◆ **WHAT THE TASK REQUIRES**:
Every line containing "with" should be identified and copied from the data below.

++++ DATA SUPPLIED

PR #881, opened 2026-01-16
♿️(frontend) add accessible back button in side panel

Ovgodd:
## Purpose

Fix the missing accessible label on the back button in side panels and ensure
the heading structure is semantic for screen readers.

## Proposal

Add a localized “Back to meeting tools” label, mark the arrow as decorative,
and move the back button outside the H1.

- [x] verify SR announces back button label in subpanels
- [x] verify H1 reads only the panel title (no button inside)

### DIFF
--- a/src/frontend/src/features/rooms/livekit/components/SidePanel.tsx
+++ b/src/frontend/src/features/rooms/livekit/components/SidePanel.tsx
@@ -13,6 +13,7 @@ import { Effects } from './effects/Effects'
 import { Admin } from './Admin'
 import { Tools } from './Tools'
 import { Info } from './Info'
+import { HStack } from '@/styled-system/jsx'
 
 type StyledSidePanelProps = {
   title: string
@@ -23,6 +24,7 @@ type StyledSidePanelProps = {
   closeButtonTooltip: string
   isSubmenu: boolean
   onBack: () => void
+  backButtonLabel: string
 }
 
 const StyledSidePanel = ({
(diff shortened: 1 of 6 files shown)


src/frontend/src/features/rooms/livekit/components/SidePanel.tsx
```diff
@@ -63,31 +65,34 @@ const StyledSidePanel = ({
...
-        paddingLeft: '1.5rem',
-        paddingTop: '1rem',
-        display: isClosed ? 'none' : 'flex',
-        justifyContent: 'start',
-        alignItems: 'center',
-      }}
-    >
+    <Div display="flex">
       {isSubmenu && (
         <Button
```
lebaudantoine, line 71: Hey! I noticed a couple of things while reviewing:

The background on hover has changed from a square to the new shape. Just wanted to flag this in case it was intentional:

Image

The layout looks a bit different now, which might be unexpected if the main goal of this PR is to add an aria-label. Here's a comparison:

Now:
Image

Before:
Image

Just wanted to make sure these changes were expected!

src/frontend/src/features/rooms/livekit/components/SidePanel.tsx
```diff
@@ -158,6 +162,7 @@ export const SidePanel = () => {
       })}
       isClosed={!isSidePanelOpen}
       isSubmenu={isSubPanelOpen}
+      backButtonLabel={t('backToTools')}
```
lebaudantoine, line 166: nit: This isn’t easily extensible if we add back buttons to other side panels, but it’s fine for now.

PR #885, opened 2026-01-20
🐛(brevo) use `django-lasuite` for marketing management

qbey:
## Purpose

When the user is updated their list are overwritten with the new value: this removes lists from other products. We switch to the common lib implementation which manages this.

Warning: Deployment will need an update...

```
    LASUITE_MARKETING_BACKEND: lasuite.marketing.backends.brevo.BrevoBackend
    LASUITE_MARKETING_PARAMETERS:
      secretKeyRef:
        name: backend
        key: LASUITE_MARKETING_PARAMETERS
```

and in the secrets add `LASUITE_MARKETING_PARAMETERS ` :

```
{"api_key": "XXX", "api_contact_list_ids": [1], "api_contact_attributes":{"VISIO_USER": True}}
```

## Proposal

- [x] replace custom implementation with the `django-lasuite` one
- [x] update documentation


lebaudantoine:
@coderabbitai full review

src/backend/core/authentication/backends.py
```diff
@@ -1,21 +1,14 @@
 """Authentication Backends for the Meet core app."""
 
-import contextlib
-
 from django.conf import settings
-from django.core.exceptions import ImproperlyConfigured, SuspiciousOperation
-from django.utils.translation import gettext_lazy as _
+from django.core.exceptions import SuspiciousOperation
 
+from lasuite.marketing.tasks import create_or_update_contact
```
lebaudantoine, line 6: I don't have any Celery configured along with my backend in production currently.
Could it be an issue?

I guess I would need to add one …

src/helm/env.d/dev/values.meet.yaml.gotmpl
```diff
@@ -87,11 +82,6 @@ backend:
     SUMMARY_SERVICE_API_TOKEN: password
     RECORDING_DOWNLOAD_BASE_URL: https://meet.127.0.0.1.nip.io/recording
     SIGNUP_NEW_USER_TO_MARKETING_EMAIL: True
-    BREVO_API_KEY:
-      secretKeyRef:
-        name: backend
-        key: BREVO_API_KEY
-    BREVO_API_CONTACT_LIST_IDS: 8
```
lebaudantoine: Why not add the new settings to this stack?

lebaudantoine (commented):
Thanks for the addition; it's straightforward, so let's merge it quickly.
In your PR description, you included an example where the contact list ID is set to 1. Should we keep it as 8 instead?

Should I release a new major version, given that the updated settings are not backward compatible?

It feels bad to do so for such minimal changes, especially since they may not even affect self-hosters in practice.

PR #887, opened 2026-01-20
🩹(backend) use case-insensitive email matching in the external api

lebaudantoine:
Fix a minor issue in the external API where users were matched using case-sensitive email comparison, while authentication treats emails as case-insensitive. This caused inconsistencies that are now resolved.

Spotted by T. Lemeur from Centrale.


lebaudantoine:
@coderabbitai full review

lebaudantoine:
@coderabbitai full review

PR #897, opened 2026-01-22
Authentication add in

lebaudantoine:
Wip

### DIFF
--- a/src/backend/core/urls.py
+++ b/src/backend/core/urls.py
@@ -42,6 +42,10 @@ external_router.register(
     basename="external_room",
 )
 
+
+addons_urls = addons_router.urls if settings.ADDONS_ENABLED else []
+
+
 urlpatterns = [
     path(
         f"api/{settings.API_VERSION}/",
@@ -49,21 +53,25 @@ urlpatterns = [
             [
                 *router.urls,
                 *oidc_urls,
-                *addons_router.urls,
+                *addons_urls,
                 path("config/", get_frontend_configuration, name="config"),
             ]
         ),
     ),
-    path(
-        "addons/",
-        include(
-            [
-                path("transit/", addons_views.transit_page, name="transit_page"),
-                path("redirect/", addons_views.redirect_page, name="redirect_page"),
-            ]
-        ),
-    ),
 ]
+
+if settings.ADDONS_ENABLED:
+    urlpatterns.append(
+        path(
+            "addons/",
+            include(
+                [
+                    path("transit/", addons_views.transit_page, name="transit_page"),
+                    path("redirect/", addons_views.redirect_page, name="redirect_page"),
+                ]
+            ),
+        ),
+    )
 
 if settings.EXTERNAL_API_ENABLED:
     urlpatterns.append(
--- a/src/backend/meet/settings.py
+++ b/src/backend/meet/settings.py
@@ -792,6 +792,11 @@ class Base(Configuration):
     )
 
     # Addons
+    ADDONS_ENABLED = values.BooleanValue(
+        False,
+        environ_name="ADDONS_ENABLED",
+        environ_prefix=None,
+    )
     ADDONS_SESSION_ID_LENGTH = values.PositiveIntegerValue(
         32,
         environ_name="ADDONS_SESSION_ID_LENGTH",


lebaudantoine:
@coderabbitai full review

lebaudantoine:
@coderabbitai full review

lebaudantoine:
@coderabbitai full review

lebaudantoine:
@coderabbitai full review

lebaudantoine:
@coderabbitai full review

lebaudantoine:
@coderabbitai full review

lebaudantoine:
@coderabbitai full review

src/backend/core/addons/viewsets.py
```diff
@@ -0,0 +1,53 @@
...
+
+    scope = "addons_auth_sessions"
+
+
+class AuthSessionViewSet(viewsets.ViewSet):
+    """ViewSet for managing add-on authentication sessions via token exchange."""
+
+    authentication_classes = []
+    permission_classes = []
+    throttle_classes = [AuthSessionThrottle]
```
qbey, line 27: Might be ok for a v0, did you consider having a burst rate and a sustained one? Also I'm wondering if the DRF's throttling won't hit the cache to read a value (but I guess it's ok).

We need to check if ou deployment configuration is properly set: https://www.django-rest-framework.org/api-guide/throttling/#how-clients-are-identified and maybe add a "legit IP list" to allow users from "known places" to not be blocked because their outgoing IP address.

qbey, line 27: Also, note the current throttling applies on the three endpoints (not a problem).

src/backend/core/services/jwt_token_service.py
```diff
@@ -0,0 +1,97 @@
...
+        """
+        Initialize the token service with custom settings.
+
+        Args:
+            secret_key: Secret key for JWT encoding/decoding
+            algorithm: JWT algorithm (default: HS256)
+            issuer: Token issuer identifier
+            audience: Token audience identifier
+            expiration_seconds: Token expiration time in seconds (default: 3600)
+            token_type: Token type (default: Bearer)
```
qbey, line 35: Default values are defined in settings, should it be here instead?

src/backend/core/services/jwt_token_service.py
```diff
@@ -0,0 +1,97 @@
...
+
+        Raises:
+            ImproperlyConfigured: If secret_key is None or empty
+        """
+        if not secret_key:
+            raise ImproperlyConfigured("Secret key is required.")
+
+        self._key = secret_key
+        self._alg = algorithm
```
qbey, line 44: I'm wondering what happens if `algorithm` is None, maybe we should prevent that?

Globally, should we raise `ImproperlyConfigured` if any value is falsy?

src/backend/core/addons/viewsets.py
qbey: We need to know when the throttle rate is hit, maybe you can use the same from Docs: https://github.com/suitenumerique/docs/blob/325c7d978661ccafa4554e373640ec5a7b19f8a9/src/backend/core/api/throttling.py#L10-L12

src/backend/core/urls.py
```diff
@@ -39,10 +49,20 @@
             [
                 *router.urls,
                 *oidc_urls,
+                *addons_router.urls,
```
qbey: Could you add a specific "switch" to be able to remove these routes in case of emergency?

src/backend/core/addons/viewsets.py
lebaudantoine: yes that's wanted.

src/backend/core/services/jwt_token_service.py
lebaudantoine: Yes you totally right; I would go for the `ImproperlyConfigured` + validation approach.

src/backend/core/urls.py
lebaudantoine: Absolutely agree. Having a kill switch is essential, we need the ability to immediately disable these endpoints if any issues arise.

src/backend/core/addons/viewsets.py
lebaudantoine: I did the same as docs as you suggested; it's now in production

PR #904, opened 2026-01-25
✨ (frontend) add configurable external redirect for unauthenticated users

lebaudantoine:
Offer a way to redirect unauthenticated users to an external home page when they visit the app, allowing a more marketing-focused entry point with a clearer value proposition.

In many self-hosted deployments, the default unauthenticated home page is not accessible or already redirects elsewhere. To ensure resilience, the client briefly checks that the target page is reachable and falls back to the default page if not.

### DIFF
--- a/CHANGELOG.md
+++ b/CHANGELOG.md
@@ -8,6 +8,10 @@ and this project adheres to
 
 ## [Unreleased]
 
+### Added
+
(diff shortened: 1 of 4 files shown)


lebaudantoine:
@coderabbitai full review

lebaudantoine:
@coderabbitai full review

++++++++

◆ **WRITTEN ANSWER**:
When the user is updated their list are overwritten with the new value: this removes lists from other products. We switch to the common lib implementation which manages this.
- [x] replace custom implementation with the `django-lasuite` one
lebaudantoine, line 6: I don't have any Celery configured along with my backend in production currently.
+        Initialize the token service with custom settings.
Offer a way to redirect unauthenticated users to an external home page when they visit the app, allowing a more marketing-focused entry point with a clearer value proposition.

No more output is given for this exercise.